To build models that will generalize well to new data, we optimize hyperparameters. Fine-tuning these settings helps the model learn patterns that aren’t tied too closely to the training data, so it can make accurate predictions on unseen data. By adjusting things like regularization strength or learning rate, we strike a balance that keeps the model from overfitting while still capturing the essential patterns. This optimization makes our models more adaptable and reliable when applied to new datasets.

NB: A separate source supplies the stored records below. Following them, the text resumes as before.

Issue #7353, opened 2026-04-24
💡 All Tasks


session11:
### Problem Statement

Since you altogether removed the option to group tasks by project (originally requested and implemented in #7050 and later removed due to #7279 ) , I request you to implement "ALL TASKS" or something similar which enables the user to view all tasks divided across various projects. I already mentioned in my original post that I have many tasks in various projects and keeping track of them by heading to individual projects is a tiresome process. I hope you consider this. 

### Possible Solution

Just like TODAY and INBOX, we should have a tab that lists all tasks divided across various projects. To make it even more convenient, users could be given the option to select projects (check boxes) to list tasks from. This way, if some users only prefer to view tasks from certain projects, that becomes possible too. 

### documentation gap

- [ ] ... related docs should be updated as part of the same PR whenever possible.
- [ ] ... I can help improve the documentation.

JulioMReis-tecnico:
Hello, I was interested in taking a look and implement this feature (a new optional tab with all the tasks, the usual filtering and added filtering to specify projects).
If there isnt anyone working on this could i be assigned to this issue?

johannesjo:
Hey @JulioMReis-tecnico ! That's great to hear! I think we should make the list optional (under app features) and opt in to avoid clutter for users that don't need it.

session11:
> Hello, I was interested in taking a look and implement this feature (a new optional tab with all the tasks, the usual filtering and added filtering to specify projects). If there isnt anyone working on this could i be assigned to this issue?

I would love to see this implemented. Thank you so much.

kalejuece:
Hi. I would also like to see this. Perhaps even add the option to use the app's inbox similar to email ones? As a folder that contains all tasks. I think that would make it far more intuitive for a lot of users, myself included. At any rate, being forced to check each project individually is not ideal, that's for sure.

cryptominister:
I'd really love to see an "All Tasks" view in the sidebar, similar to how "Today" and "Inbox" work, but showing every task from every project in a single unified list.

ivangretsky:
Good day!

@johannesjo may I ask if you were able to review the PR from @JulioMReis-tecnico ? This feature is a really long-wanted one, so trying to move it forward as I can)

johannesjo:
[...]

Issue #11, opened 2017-10-03
Done-backlog not saved


johnhorsema:
Was using the [web version](http://super-productivity.com/app/#!/), but when I press 'Finish Your Workday', completed tasks disappear. They are not saved and I cannot view them at [Done Tasks Backlog](http://super-productivity.com/app/#!/done-tasks-backlog)

johannesjo:
Thanks for reporting! Had a similar issue with a newly created project. Will try to look into it tomorrow!

johannesjo:
I think it should work now. Thanks again for reporting! Lead me in the right direction!

PR #8134, opened 2026-06-08
Feat(all-tasks-tab): added new page named All Tasks

JulioMReis-tecnico:
## Summary
As requested in #7353 
Added a new page, accessible in the side menu, named All Tasks. Optional toggle in app features.

It lists every task across every project and inbox.

It's 'filter by > project' is modified to be a checkbox list (with search bar), by default shows every tasks but can be filtered to any number of projects (inbox included). Other filtering options working as normal.

It's 'time remaining' above the list shows time based on tasks being shown.

##Tests
Verifies 'All Tasks' correctly displays tasks from multiple projects, the filter for projects works and the 'time remaining' updates.

## Type of Change

- [ ] Bug fix
- [x] New feature
- [ ] Breaking change
- [ ] Refactoring
- [ ] Documentation
- [ ] Other (please describe)

## Checklist


johannesjo (commented):
Thanks for taking this on — an "All Tasks" view is a popular request and the page-wiring (route, nav entry, feature flag, start-page option, i18n, e2e) is all in the right places and follows the existing Boards/Planner pattern well. 👍

Before merge, though, I think the PR is doing more than it needs to, and a few changes to shared code risk regressing the **normal** Today/project/tag views. Grouping feedback by priority:

### 🔴 Correctness — changes to shared code that affect existing views

1. **`task-view-customizer.service.ts` — the normal context switch now skips sanitization.** Routing the existing subscribe through the new `_applyContext()` replaces `this._sanitizeFilter(stored?.filter)` with `stored?.filter ?? DEFAULT_OPTIONS.filter`, and always passes `null` to `_sanitizeGroupForContext` instead of `activeType`. The `_sanitizeFilter` comment explains why it exists (stale `label` after a translation-key rename renders directly; unknown stored `type` no longer coerced to default), and the `null` means "group by project" is no longer reset inside a project context. This regresses Today/project/tag, not just All Tasks. Could the override be made **purely additive** — keep the existing subscribe + sanitize calls untouched, and only add the new override path?

2. **`work-view.component.ts` (`customizedUndoneTasks` initialValue) — the identity guard is broken.** `initialValue` is changed to `{ list: INITIAL_CUSTOMIZED_UNDONE_TASKS }`, but `INITIAL_CUSTOMIZED_UNDONE_TASKS` is already `{ list: [] }`, so this is `{ list: { list: [] } }` (wrong shape) and is no longer the same reference that `_getVisibleUndoneTasksForSelection()` checks (`customized \!== INITIAL_CUSTOMIZED_UNDONE_TASKS`). That guard (documented as "filtered list hasn't emitted yet → skip deselect") is now always `true` for every work view when a filter is active. Please preserve the `INITIAL_CUSTOMIZED_UNDONE_TASKS` reference and its shape.

### 🟡 Simplification — most of the size is avoidable

3. **`all-tasks-filter-panel.component.*` (~490 lines) is ~95% a copy of `TaskViewCustomizerPanelComponent`.** The only real difference is the checkbox/multi-select project filter; everything else (sort, group, tag, date, deadline, time) is duplicated, and the original panel was also edited to hide its project filter. Two parallel panels will drift. Could the multi-select instead be a **mode/param on the existing panel** (and/or the existing project filter enhanced to multi-select for all contexts)? That removes the fork entirely.

4. **Drag-drop ordering looks out of scope.** `AllTasksOrderService`, the two new `LS` keys, `_saveAllTasksOrder()`, and the `if (/all-tasks/.test(this._router.url))` branch inside the shared `TaskListComponent` add a per-device, non-synced ordering side-channel into a generic component. The PR description lists list + filter + time-remaining (not ordering). Could this be dropped for now (default ordering) or split into a follow-up?

5. **`entity-types.ts: +'ALL_TASKS'` appears unused.** This is the synced entity-type enum ("operations with unknown entity types will be rejected by the server"), and I don't see anything emitting an `ALL_TASKS` op (the localStorage ordering isn't synced). Adding to this shared contract has forward-compat implications for older clients — I'd remove it unless something actually needs it.

### ⚪ Minor

6. **`task-list.component.ts` has ~40 lines of whitespace-only reindent** of the existing `_moveItemInList` IIFE, which roughly doubles the diff and obscures the real change. Also `_saveAllTasksOrder` is indented 4 spaces instead of 2 — worth re-running `npm run checkFile` on that file.

### Suggested leaner shape
Keep the page wrapper + all the page-wiring as-is; make the customizer override additive (#1); preserve the work-view initial reference (#2); reuse/extend the existing panel instead of forking (#3); drop ordering + the `ENTITY_TYPES` change for now (#4, #5). That should roughly halve the diff and remove the risk to existing views.

Happy to help with any of these if useful — thanks again for the contribution\!

JulioMReis-tecnico:
Thanks for the feedback.
Hopefully the problems are resolved. :)

The drag-drop ordering seemed interesting due to the potential high number of tasks, but i removed it for now.
Can always be re-added if theres interest.

johannesjo:
Thanks for taking this on! The feature itself is well-scoped, but here are findings from a careful pass — a few correctness issues worth fixing, plus simplifications that should noticeably shrink the diff.

### Correctness

1. **Archived-project tasks leak onto the page.** `all-tasks-page.component.ts:31-43` uses `selectAllTasksWithSubTasks`, which has no archived-project filter. Every other top-level task list in the app uses `selectAllTasksInActiveProjects`. Users will see/edit/complete tasks from projects they archived.

2. **`estimateRemainingToday` reimplementation has two bugs** (`work-view.component.ts:217-225`):
   - It clamps the *cumulative* sum (`Math.max(0, sum + …)`) instead of clamping per task — one over-spent task wipes out other tasks' remaining estimates.
   - It ignores `subTasks`. Parent tasks usually have `timeEstimate = 0`; their subtask remainings won't be counted.

   Just reuse `mapEstimateRemainingFromTasks` from `work-context.util.ts` — same input shape, already does the right thing.

3. **Side-nav label not translated.** `magic-nav-config.service.ts:411` hardcodes `label: 'All Tasks'` while every peer entry uses `T.MH.*`. The key `T.MH.ALL_TASKS` already exists.

4. **Multi-select panel can't display single-string presets.** `task-view-customizer-panel.component.ts:97-113`: if `filter.preset` is a single project title (existing/legacy persisted state on the All Tasks context), `JSON.parse` throws, the `selectedProjectIds` signal stays empty, but the customizer service still filters by title under the hood. User sees no checked boxes and has no way to clear the active filter.

5. **`customizeUndoneTasks(toObservable(this.undoneTasks))` changes the source for every `<work-view>` consumer** (project page, today, tag, …), not just All Tasks. The `toSignal(initialValue: [])` → `toObservable` round-trip emits `[]` synchronously on page (re)construction; combined with the selected-task deselect effect downstream this can cause spurious deselects on slow context switches. Worth verifying on the project/tag pages.

### Simplification (≈80–100 LOC savings + clearer contract)

6. **Drop the JSON-blob-in-`preset` encoding for multi-select** (~25 LOC). Today: a `selectedProjectIds` signal in the panel is kept in sync with `filter.preset` via an `effect()` doing `JSON.parse`; `applyFilter` does the inverse. Two sources of truth, plus a real foot-gun if a user ever types something JSON-array-shaped into the single-select input. Either widen `FilterOption` with a typed `projectIds?: string[]`, or add a distinct `FILTER_OPTION_TYPE.projectMulti`. The `signal + effect` go away entirely and `selectedProjectIds` becomes a `computed()` off `selectedFilter()`.

7. **`setContextKeyOverride` duplicates the constructor's state-load block 3×** (`task-view-customizer.service.ts:122-143`). Extract a private `_loadStateForContext(key, activeType | null)`. Saves ~15 LOC.

8. **`isAllTasks` route detection lives in 3 places** (`main-header.component.ts`, `page-title.component.ts`, `work-context.effects.ts`). The route already declares `data: { page: 'all-tasks' }`. One shared signal (or a tiny `RouteInfoService`) replaces two `NavigationEnd` watchers + regex tables. Saves ~10 LOC.

9. **Duplicated menu-input wrapper in the project filter submenu** (`task-view-customizer-panel.component.html` ~270-334) — both `@if` branches re-declare the same `<div class=\"menu-input-wrapper\"><mat-form-field>…</mat-form-field></div>` chrome. Hoist it; switch only the `[ngModel]` triplet. Saves ~15 LOC.

10. **`isWorkViewPage` has dead code.** `/tasks$/.test('/all-tasks')` is already `true`, so the `|| this.isAllTasks()` clause is unreachable (`page-title.component.ts:245`).

11. **`MainHeaderComponent`'s new `_url` signal + `NavigationEnd` filter** exists only to hide the \"+ Add task\" button on `/all-tasks`. Once #8 lands this collapses to a single computed read; or just let the button work — adding a task with no work-context already routes to Inbox elsewhere in the app.

Net: with #1–#5 you fix real bugs; #6–#11 take ~80-100 LOC off the diff without removing any user-facing functionality.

We used scikit-optimize with Bayesian optimization to tune hyperparameters efficiently. This approach explores the parameter space based on past results, helping us quickly find the best settings for the regularization parameters and learning rate without excessive computation. It streamlined the tuning process, letting us improve model performance with minimal overhead. We ran 20 iterations of optimization per hyperparameter.

For all models, we adjusted scaler to handle feature scaling, with options like binary, minmax, standard, or robust, and used zeros_cutoff and features_cutoff to filter based on zero-value prevalence or feature selection thresholds.

Hyperparameters

Random Forest (RF)

The hyperparameters included max_depth (10–100) for tree complexity, max_samples (0.1–1) to control the sample proportion drawn per tree, and parameters like min_samples_split (2–10), min_samples_leaf (1–10), and n_estimators (1–100) to refine how the trees are grown.

Support Vector Machine (SVM)

The hyperparameters included tol (1e-4 to 1) for stopping criteria, kernel type (linear, rbf, or poly), and regularization C (0.001–100). These options help balance noise addition and dropout to make the model more robust while giving flexibility in data mapping and generalization.

Linear Discriminant Analysis (LDA)

LDA has no additional hyperparameters than those shared by all models.

XGBoost

We optimized the hyperparameters max_depth for tree complexity, eta for learning rate, min_child_weight for minimum sum of instance weights, gamma to control tree split regularization, and subsample to prevent overfitting.

K-Nearest Neighbors

We optimized the hyperparameter n_neighbors, which controls the number of neighbors considered in the algorithm. Higher values lead to a smoother decision boundary, reducing the risk of overfitting.

SHAP Values

In order to retrieve the features with highest importance in the decision making of the models, we calculated Shapeley values with the shap package. We scaled the absolute values returned so that all importances, including base values, sum to 1.

Results

All the results are saved in the folder results, which is created automatically when training the first model: results/{exp_name}_{n_features}features_mi{is_mi}/ where exp_name is the experiment name, n_features is the number of features used (the default value is -1, which uses all features). The parameter is_mi controls.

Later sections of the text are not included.